New implementation of the **AlleleCall** process. The new implementation was developed to reduce execution time, improve accuracy and provide more detailed results. It uses available computational resources more efficiently to allow for analyses with thousands of strains in a laptop. This new version is fully compatible with schemas created with previous versions.
AlleleCall changes
- The new implementation avoids redundant comparisons through the identification of the set of distinct CDSs in the input files. The classification for a distinct CDS is propagated to classify all input genomes that contain the CDS.
- Implemented a clustering step based on minimizers to cluster the translated CDSs. This step complements the alignment-based strategy with BLASTp to increase computational efficiency and classification accuracy.
- The AlleleCall process has 4 execution modes (1: only exact matches at DNA level; 2: exact matches at DNA and Protein level; 3: exact matches and minimizer-based clustering to find similar alleles with BSR > 0.7; 4: runs the full process to find exact matches and all matches with BSR >= 0.6).
- Files with information about loci length modes (`loci_modes`) and the self-alignment raw score for the representative alleles (`short/self_scores`) are pre-computed and automatically updated (the process no longer creates and updates a file with the self-alignment raw score per locus).
- The process creates the `pre_computed` folder to store files with hash tables that are used to speedup exact matching and avoid running the step to translate the schema alleles in every run.
- Added the `--cds` parameter to accept FASTA files with CDSs (one FASTA file per genome) and skip gene prediction with Prodigal.
- Users can control the addition of novel alleles to the schema with the `--no-inferred` parameter.
- Added the `--output-unclassified` parameter to write a FASTA file (`unclassified_sequences.fasta`) with the distinct CDSs that were not classified in a run.
- Added the `--output-missing` parameter to write a FASTA file (`missing_classes.fasta`) and a TSV file with information about the classified sequences that led to a locus being classified as ASM, ALM, PLOT3, PLOT5, LOTSC, NIPH, NIPHEM and PAMA.
- Added the `--no-cleanup` parameter to keep the temporary folder with intermediate files created during a run.
- Removed the `--contained`, `--force-reset`, `--store-profiles` (to be reimplemented in a future release), `--json` and `--verbose` parameters.
- The `--force-continue` parameter no longer allows users to continue a run that was interrupted.
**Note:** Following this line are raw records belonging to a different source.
PR #3615, opened 2020-08-03
KT-40660 "Convert to anonymous object" intention does not work with anonymous lambda parameters

t-kameyama:
https://youtrack.jetbrains.com/issue/KT-40660


vladimirdolzhenko:
Thanks for the contribution

Merged as https://github.com/JetBrains/intellij-kotlin/commit/9ce0cbaffce57217aa5f80ac8217c1e99587b88a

This parameter is now used to ignore warnings and prompts about missing configuration files and the usage of multiple argument values per parameter.
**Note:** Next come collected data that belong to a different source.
PR #3616, opened 2020-08-03
FIR: prepare constructor for Java annotation classes

jsjeon:
The motivation is bb test `typeAnnotations/typeUseAnnotation`, which checks if specific annotations on parameter type and return type are indeed encoded in the generated JVM bytecode. Due to https://youtrack.jetbrains.com/issue/KT-30066, we thought such tests are failing, since we know `ConeKotlinType` doesn't have annotations on it and we know we don't (or can't) convert annotations on types.

However, from https://github.com/JetBrains/kotlin/pull/3607, we found annotations are stored in `FirTypeRef`, a reference wrapper that encompasses `ConeKotlineType`. So, by changing _when_ to serialize types, we can still retrieve annotations on types.

------

It turned out that those tests that check annotations on types actually examine both `javaMethod` and Kotlin's own reflective inspection. For annotations inside `javaMethod`, we still need conversions at IR element level, which has been done at https://github.com/JetBrains/kotlin/pull/3607. That means, some of annotation calls were not converted well, and the main reason was that, for Java annotation classes, no constructors were prepared.


mglukhikh:
Annotation constructors were implemented by @demiurg906 (and in general case, not only for Java) , but this branch isn't yet in master (probably I will merge it this week). I think I will add the remainder of this PR to Dmitry' branch. Thank you.

mglukhikh:
Partially merged (only the commit about the serializer). The second commit was discarded because this feature is implemented in much more general case in branch of Dmitry Novozhilov (also merged today).

jsjeon:
> Partially merged (only the commit about the serializer). The second commit was discarded because this feature is implemented in much more general case in branch of Dmitry Novozhilov (also merged today).

I found https://github.com/JetBrains/kotlin/commit/bc1fa8ed7f09c45e3fc98ffa85c8a50db62a3658 is what you meant about general case for Java annotation constructor. Also found how tests that were unmuted in this PR are indeed unmuted: https://github.com/JetBrains/kotlin/commit/8379b3794a902b44ede7eda1ea3cee438701e033

mglukhikh:
There are some more details regarding annotation resolve and some more unmuted tests in commits from 4 Aug: https://github.com/JetBrains/kotlin/commits?author=demiurg906

PR #3623, opened 2020-08-04
FIR2IR: use type arguments from fully expanded type

jsjeon:
because, if the type is a nested type alias (e.g., one of type argument is another type alias), converting the type argument at the current level may lead to mismatched number of type parameters.


mglukhikh:
Merged, thank you!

- The allelic profiles in the `results_alleles.tsv` file can be hashed by providing the `--hash-profiles` parameter and a valid hash type as argument (hash algorithms available from the [hashlib](python) library and crc32 and adler32 from the [zlib](https://docs.python.org/3/library/zlib.html) library).
- The process creates a TSV file, `cds_coordinates.tsv`, with the genomic coordinates for all CDSs identified in the input files.
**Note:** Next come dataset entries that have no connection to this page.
PR #3625, opened 2020-08-05
FIR2IR: apply adapted reference conversion to coercion-to-unit

jsjeon:
The main purpose of the 1st commit was to extend https://github.com/JetBrains/kotlin/pull/3599 (initial support of suspend conversion for function reference) to coercion-to-unit case: when computing functional type for the function reference whose target function doesn't return `Unit` while the use site requires `Unit` return type, so-called coercion-to-unit adaptation happened: https://github.com/JetBrains/kotlin/commit/e1e149a0621645ba40da86a17aa7920f0e00138d. In addition to reference type adaptation, we need to wrap it with adapter function and replace the original reference with an adapted reference, similar to suspend conversion: https://github.com/JetBrains/kotlin/blob/master/compiler/ir/ir.psi2ir/src/org/jetbrains/kotlin/psi2ir/generators/ReflectionReferencesGenerator.kt#L84

While doing so, a couple regressions were found, if coercion-to-unit reference has bound receivers. Thus, the 1st commit also extends the initial support of suspend conversion to handle bound receivers. Still, a transient receiver, like a class symbol (e.g., `A::foo`), is not handled yet, and marked as TODO (and one regression). A couple of minor fixes, such correction of `suspend` and checking `Unit` return type, are added too.

The 2nd commit is a simple refactoring to share `IrExpression.isSafeToUseWithoutCopying`.

As mentioned at https://github.com/JetBrains/kotlin/pull/3614, the remaining work on adapted references and conversion is to convert adapted reference with `vararg`.


compiler/testData/codegen/box/callableReference/serializability/adaptedReferences.kt
```diff
@@ -1,3 +1,4 @@
+// IGNORE_BACKEND_FIR: JVM_IR
```
mglukhikh, line 1: Do you know why this test became broken?

jsjeon: When adding an adaptee call inside an adapter function, transient receiver (`A` in `A::foo`) is not handled well, and I left a TODO.

For example, the last one `allOfTheAbove(A::foo)`, the expected IR dump looks like:
```
CALL 'public final fun check (x: kotlin.Any): kotlin.Unit declared in <root>.AdaptedReferencesKt' type=kotlin.Unit origin=null
          x: CALL 'public final fun allOfTheAbove (f: kotlin.Function1<<root>.A, kotlin.Unit>): kotlin.Any declared in <root>.AdaptedReferencesKt' type=kotlin.Any origin=null
            f: BLOCK type=kotlin.Function1<<root>.A, kotlin.Unit> origin=ADAPTED_FUNCTION_REFERENCE
              FUN ADAPTER_FOR_CALLABLE_REFERENCE name:foo visibility:local modality:FINAL <> (p0:<root>.A) returnType:kotlin.Unit
                VALUE_PARAMETER ADAPTER_PARAMETER_FOR_CALLABLE_REFERENCE name:p0 index:0 type:<root>.A
                BLOCK_BODY
                  TYPE_OP type=kotlin.Unit origin=IMPLICIT_COERCION_TO_UNIT typeOperand=kotlin.Unit
                    CALL 'public final fun foo (s: kotlin.String, vararg xs: kotlin.Long): kotlin.String declared in <root>.A' type=kotlin.String origin=null
                      $this: GET_VAR 'p0: <root>.A declared in <root>.AdaptedReferencesKt.box.foo' type=<root>.A origin=null
              FUNCTION_REFERENCE 'local final fun foo (p0: <root>.A): kotlin.Unit declared in <root>.AdaptedReferencesKt.box' type=kotlin.Function1<<root>.A, kotlin.Unit> origin=ADAPTED_FUNCTION_REFERENCE reflectionTarget=null
```
v.s. `fir` result with this PR looks like:
```
CALL 'public final fun check (x: kotlin.Any): kotlin.Unit declared in <root>.AdaptedReferencesKt' type=kotlin.Unit origin=null
          x: CALL 'public final fun allOfTheAbove (f: kotlin.Function1<<root>.A, kotlin.Unit>): kotlin.Any declared in <root>.AdaptedReferencesKt' type=kotlin.Any origin=null
            f: BLOCK type=kotlin.Function1<<root>.A, kotlin.Unit> origin=ADAPTED_FUNCTION_REFERENCE
              FUN ADAPTER_FOR_CALLABLE_REFERENCE name:foo visibility:local modality:FINAL <> (p0:<root>.A) returnType:kotlin.Unit
                VALUE_PARAMETER ADAPTER_PARAMETER_FOR_CALLABLE_REFERENCE name:p0 index:0 type:<root>.A
                BLOCK_BODY
                  CALL 'public final fun foo (s: kotlin.String, vararg xs: kotlin.Long): kotlin.String declared in <root>.A' type=kotlin.String origin=null
              FUNCTION_REFERENCE 'local final fun foo (p0: <root>.A): kotlin.Unit declared in <root>.AdaptedReferencesKt.box' type=kotlin.Function1<<root>.A, kotlin.Unit> origin=ADAPTED_FUNCTION_REFERENCE reflectionTarget=null
```
The missing part is the bound receiver. I found that a class symbol `A` is set as an explicit receiver, but not converted to IR receiver. Then, we give up setting the receiver for the adaptee call.

I know, a real question is, why it worked when we _don't_ apply this adapted reference conversion to coercion-to-unit case. That's still mysterious, and I don't fully understand how reference lowering in the backend deals with adapted reference... On the other hand, another real question is, when we really apply reference conversion to coercion-to-unit? I don't know either... :( `ReflectionReferenceGenerator` in `psi2ir` doesn't have good answers either.

mglukhikh:
Merged 👍

jsjeon:
Thanks, I'll keep working on that regression as well as `vararg` supports.

compiler/testData/codegen/box/callableReference/serializability/adaptedReferences.kt
jsjeon: Will be resolved at https://github.com/JetBrains/kotlin/pull/3630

- The process creates a TSV file, `loci_summary_stats.tsv`, with summary statistics for loci classifications.
- The process no longer creates the `RepeatedLoci.txt` file. It now creates the `paralogous_counts.tsv` and `paralogous_loci.tsv` files with more detailed information about the loci identified as paralogous.
- The PLNF class is attributed in modes 1, 2 and 3 to indicate that a more thorough analysis might have found a match for the loci that were not found (LNF).
- CDSs that match several loci are classified as PAMA.
- Bugfix for PLOT3, PLOT5 and LOTSC classification types. LOTSC classification was not always attributed when a contig was smaller than the matched representative allele and some PLOT5 cases were classified as LOTSC. LOTSC cases counted as exact matches in the `results_statistics.tsv` file.
Additional changes
- The UniprotFinder allows users to search for annotations through UniProt's SPARQL endpoint or based on matches against UniProt's reference proteomes or both.
- Bugfix for an issue in the UniprotFinder module that was leading to errors when the data returned by UniProt's SPARQL endpoint only contained one set of annotation terms.
- Bugfix for an issue in the UniprotFinder module that was preventing the annotations from being written to the output file.
- Bugfix for an issue in the [map_async_parallelizer](https://github.com/B-UMMI/chewBBACA/blob/d7572c085677319500546dbb4ed8eee69cc3d2c2/CHEWBBACA/utils/multiprocessing_operations.py#L51) function that led to high memory usage.
- Implemented and changed several functions in the modules included in the `utils` folder to optimize code reusability, reduce runtime and peak memory usage, especially for large schemas and datasets (these changes affect mostly the CreateSchema and AlleleCall modules).
- Updated function docstrings and added comments.